PR #888, opened 2024-01-12
[FSSDK-9607] add pixelUrl to OdpConfig

andrewleap-optimizely:
## Summary
- Changed the ODP pixelUrl to be read from the datafile instead of being hard coded in the SDK.

## Ticket
[FSSDK-9607](https://jira.sso.episerver.net/browse/FSSDK-9607)

### DIFF
--- a/lib/core/project_config/project_config_schema.ts
+++ b/lib/core/project_config/project_config_schema.ts
@@ -290,6 +290,9 @@ var schemaDefinition = {
           },
           publicKey: {
             type: 'string'
+          },
+          pixelUrl: {
+            type: 'string'
           }
         }
       }
--- a/lib/core/project_config/project_config_schema.ts
+++ b/lib/core/project_config/project_config_schema.ts
@@ -293,10 +293,10 @@ var schemaDefinition = {
           },
           pixelUrl: {
             type: 'string'
-          }
-        }
-      }
-    }
+          },
+        },
+      },
+    },
   },
 };
 
--- a/lib/index.browser.tests.js
+++ b/lib/index.browser.tests.js
@@ -1116,9 +1116,9 @@ describe('javascript-sdk (Browser)', function() {
         clock.tick(100);
 
         let publicKey = datafile.integrations[0].publicKey;
-        let pixelHost = datafile.integrations[0].pixelUrl;
+        let pixelUrl = datafile.integrations[0].pixelUrl;
 
-        const pixelApiEndpoint = `${pixelHost}/v2/zaius.gif`;
+        const pixelApiEndpoint = `${pixelUrl}/v2/zaius.gif`;
         let requestEndpoint = new URL(requestParams.get('endpoint'));
         assert.equal(requestEndpoint.origin + requestEndpoint.pathname, pixelApiEndpoint);
         assert.equal(requestParams.get('method'), 'GET');
--- a/lib/index.browser.tests.js
+++ b/lib/index.browser.tests.js
@@ -879,7 +879,7 @@ describe('javascript-sdk (Browser)', function() {
 
         client.sendOdpEvent('test', '', new Map([['eamil', 'test@test.test']]), new Map([['key', 'value']]));
         clock.tick(10000);
-        
+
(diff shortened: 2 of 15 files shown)


lib/index.browser.tests.js
```diff
@@ -1116,8 +1116,9 @@ describe('javascript-sdk (Browser)', function() {
         clock.tick(100);
 
         let publicKey = datafile.integrations[0].publicKey;
+        let pixelHost = datafile.integrations[0].pixelUrl;
 
-        const pixelApiEndpoint = 'https://jumbe.zaius.com/v2/zaius.gif';
+        const pixelApiEndpoint = `${pixelHost}/v2/zaius.gif`;
```
mikechu-optimizely, line 1121: Are we getting the full pixel URL (all the way to `zaius.gif`) from the datafile or just the host?  This test made me question.  

I mean I'm in favor of getting the FULL host + path + resource from datafile letting the server control this.

andrewleap-optimizely: Currently we're just getting the host- I'm not opposed to making that change though, can't think of any good reason not to...

lib/core/project_config/project_config_schema.ts
```diff
@@ -290,6 +290,9 @@ var schemaDefinition = {
           },
           publicKey: {
             type: 'string'
+          },
+          pixelUrl: {
+            type: 'string'
           }
```
mikechu-optimizely, line 296: NIT: Cool if we add a trailing `,` ? Maybe it's a linter prob 🤷

lib/index.browser.tests.js
mikechu-optimizely: If we're only getting & using the pixelHost, is it worth renaming vars to pixelHost elsewhere? Just 🤔

lib/plugins/odp/event_api_manager/index.browser.ts
```diff
@@ -20,8 +20,8 @@ export class BrowserOdpEventApiManager extends OdpEventApiManager {
     if (!this.odpConfig?.isReady()) {
       throw new Error(ODP_CONFIG_NOT_READY_MESSAGE);
     }
-    const apiHost = this.odpConfig.apiHost;
-    const pixelApiEndpoint = new URL(pixelApiPath, apiHost.replace('api', 'jumbe')).href;
+    const pixelUrl = this.odpConfig.pixelUrl;
```
mikechu-optimizely, line 23: NIT: Yeah maybe this should be `pixelHost`  🤷

mikechu-optimizely (approved):
Just some thoughts but nothing show-stopping.  LGTM.

lib/plugins/odp/event_api_manager/index.browser.ts
```diff
@@ -20,8 +20,8 @@ export class BrowserOdpEventApiManager extends OdpEventApiManager {
...
+    const pixelApiEndpoint = new URL(pixelApiPath, pixelUrl).href;
```
raju-opti, line 24: Is it currently possible to have a datafile that has odp apiHost but not the pixelUrl? (for example: some project whose datafile was generated a long time ago and not updated since? or someone who are are calling createInstance with a datafile generated before adding pixelUrl?). In that case, should we check if pixelUrl exists, and if not, fallback to `apiHost.replace('api', 'jumbe'))`?

raju-opti (changes requested):

lib/plugins/odp/event_api_manager/index.browser.ts
andrewleap-optimizely: You know I don't disagree, however it seems like the real fix is to make the change in the datafile.

Since we don't modify the value from the datafile, then it seems like the least confusing thing is to match the name from the datafile.

lib/plugins/odp/event_api_manager/index.browser.ts
andrewleap-optimizely: Good callout. This would have to be a beta customer- I just went through and checked all the beta datafiles and we're all good!

raju-opti (approved):
LGTM

PR #895, opened 2024-02-06
[FSSDK-9987] fix: Conditional ODP instantiation

mikechu-optimizely:
## Summary
- When explicit `odpOptions.disabled = true` is passed, avoid ODP instantiation
- Fix Jest test setting in VSCode
- Lint updates

## Test plan

- Existing unit and e2e test suite are expected to pass

## Issues
- FSSDK-9987


mikechu-optimizely:
Developer review completed.

jaeopt (changes requested):
Looks good to me. We need to double check of its side-effects.

For example - https://github.com/optimizely/javascript-sdk/blob/961f6a124f132bc49bee0b318acdca2f7f39ad2b/lib/optimizely/index.ts#L1761

They do not want to see many "ERROR"-level logging. Better stay silent except for "ODP disabled" at the init phase.

mikechu-optimizely:
> Looks good to me. We need to double check of its side-effects.
> 
> For example -
> 
> https://github.com/optimizely/javascript-sdk/blob/961f6a124f132bc49bee0b318acdca2f7f39ad2b/lib/optimizely/index.ts#L1761
> 
> They do not want to see many "ERROR"-level logging. Better stay silent except for "ODP disabled" at the init phase.

This is an EXCELLENT catch @jaeopt. Thanks.  Let me comb through and find these scenarios.

mikechu-optimizely:
Temp close

PR #900, opened 2024-02-08
[FSSDK-9966] use coveralls-next instead of coveralls

raju-opti:
## Summary
- use coveralls-next instead of coveralls as it depends on deprecated packages

## Test plan

## Issues
- FSSDK-9966


pulak-opti (approved):
LGTM!

PR #902, opened 2024-02-08
[FSSDK-9987] fix: Conditional ODP instantiation

mikechu-optimizely:
## Summary
- When explicit `odpOptions.disabled = true` is passed, avoid ODP instantiation
- Fix Jest test setting in VSCode
- Lint updates

## Test plan

- Existing unit and e2e test suite are expected to pass

## Issues
- FSSDK-9987

### DIFF
--- a/lib/index.browser.tests.js
+++ b/lib/index.browser.tests.js
@@ -1,11 +1,11 @@
 /**
- * Copyright 2016-2020, 2022-2023 Optimizely
+ * Copyright 2016-2020, 2022-2024 Optimizely
  *
  * Licensed under the Apache License, Version 2.0 (the "License");
  * you may not use this file except in compliance with the License.
  * You may obtain a copy of the License at
  *
- * http://www.apache.org/licenses/LICENSE-2.0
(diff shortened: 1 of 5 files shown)


jaeopt (approved):
LGTM - this looks good. but I do not see cleaning up "odpManager.enabled" flag discussed. They'll be in a separate PR?

mikechu-optimizely:
> LGTM - this looks good. but I do not see cleaning up "odpManager.enabled" flag discussed. They'll be in a separate PR?

Correct. Need small PRd

mikechu-optimizely:
Actually @jaeopt  The more I think about what we paired up on:

We have 3 states:
1. Default: ODP is `enabled = true` but we find that the datafile does not have ODP integration so we go into a enabled = false state with minimal class instantiated and heap allocated in case ... 
1. Enabled: ODP stack is activated by the datafile and queuing and processing is active and running with needed memory space 
1. Explicitly disabled: Developer sets `odpOptions.disabled: true` and client never instantiates ODP stack (addressed in this PR)

DM me we can talk more but I think this PR should close the issue.

PR #905, opened 2024-02-23
[FSSDK-9570] add explicit entry point for node, browser and react_native

raju-opti:
## Summary
- add explicit entry point for node, browser and react_native

## Test plan
- tested manually with logging that the correct bundle is loaded

## Issues
- FSSDK-9570


mikechu-optimizely (approved):
LGTM

Issue #84, opened 2017-05-18
Email notification resent when sharing with existing guest by email


PVince81:
The code sends another notification every time you share with a guest using an existing email.

The mail template is different though: it's the generic "hey, a user shared XYZ" with you.
Normally this is the responsibility of the code share code to send these emails **if enabled by the admin**.

This looks like a bug. I think the mail handler in the guest app needs to check whether the guest user was just created and in this case send the mail. Else don't send anything.

@IljaN

cortho:
@PVince81 @pmaier1 
This second email is provided intentionally, see https://github.com/owncloud/guests/blob/master/lib/hooks.php#L196

It is very easy to just remove these lines. Your opinions?

cortho:
Just tested this out. Emails are sent to guests, when admin checks _Allow users to send mail notification for shared files to other users_ in Sharing settings, so I'll remove this functionality from the guests app.

pmaier1:
> Just tested this out. Emails are sent to guests, when admin checks Allow users to send mail notification for shared files to other users in Sharing settings, so I'll remove this functionality from the guests app.

Fine :ok_hand: Share notification mails will still be sent when the settings is enabled, right?

cortho:
> Share notification mails will still be sent when the setting is enabled, right?

yes, and only then

cortho:
PR here: #139

cortho:
fixed with #139

PR #139, opened 2017-08-22
do not send share information after guest had registered

cortho:
Removed email functionality in post_shared hook when guest user is already registered (as discussed in #84).

What was tested?
Do not send w/o admin settings _Allow users to send mail notification ..._:
 * Share with a new guest user -> invite email is sent
 * Share another file with this guest user -> no email is sent

Send with admin settings
 * As an Admin in the Sharing Section check _Allow users to send mail notification for shared files to other users_
 * Share with an existing guest user
 * Check _notify by email_ in the ShareTab -> email is sent

### DIFF
--- a/lib/hooks.php
+++ b/lib/hooks.php
@@ -190,20 +190,6 @@ class Hooks {
 					$itemSource,
 					$registerToken
 				);
-			} else {
-				// always notify guests of new files
-				$guest = $this->userManager->get($shareWith);
-
-				if (!$guest) {
-					throw new DoesNotExistException("$shareWith does not exist");
-				}
-
-				$this->mail->sendShareNotification(
-					$this->userSession->getUser(),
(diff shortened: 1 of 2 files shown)


lib/hooks.php
```diff
@@ -190,20 +190,6 @@ public function handlePostShare(
 					$itemSource,
 					$registerToken
 				);
-			} else {
-				// always notify guests of new files
```
PVince81: @butonic seems this is something you decided to add in the first place ?

butonic: yes, was a requirement at the time to always notify guests of changes. If we change it, it needs to be mentioned in the changelog.

PVince81: I think at this stage, guests could setup the activity app to receive notifications like regular users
# # # # # # #
How to complete this task: Your task for the entries above: copy exactly the span starting with the line with "(diff shortened: 1 of 2 files shown)" and going on through the line with "butonic: yes, was", both lines included, and nothing else.

Completed exercise:
(diff shortened: 1 of 2 files shown)


lib/hooks.php
```diff
@@ -190,20 +190,6 @@ public function handlePostShare(
 					$itemSource,
 					$registerToken
 				);
-			} else {
-				// always notify guests of new files
```
PVince81: @butonic seems this is something you decided to add in the first place ?

butonic: yes, was a requirement at the time to always notify guests of changes. If we change it, it needs to be mentioned in the changelog.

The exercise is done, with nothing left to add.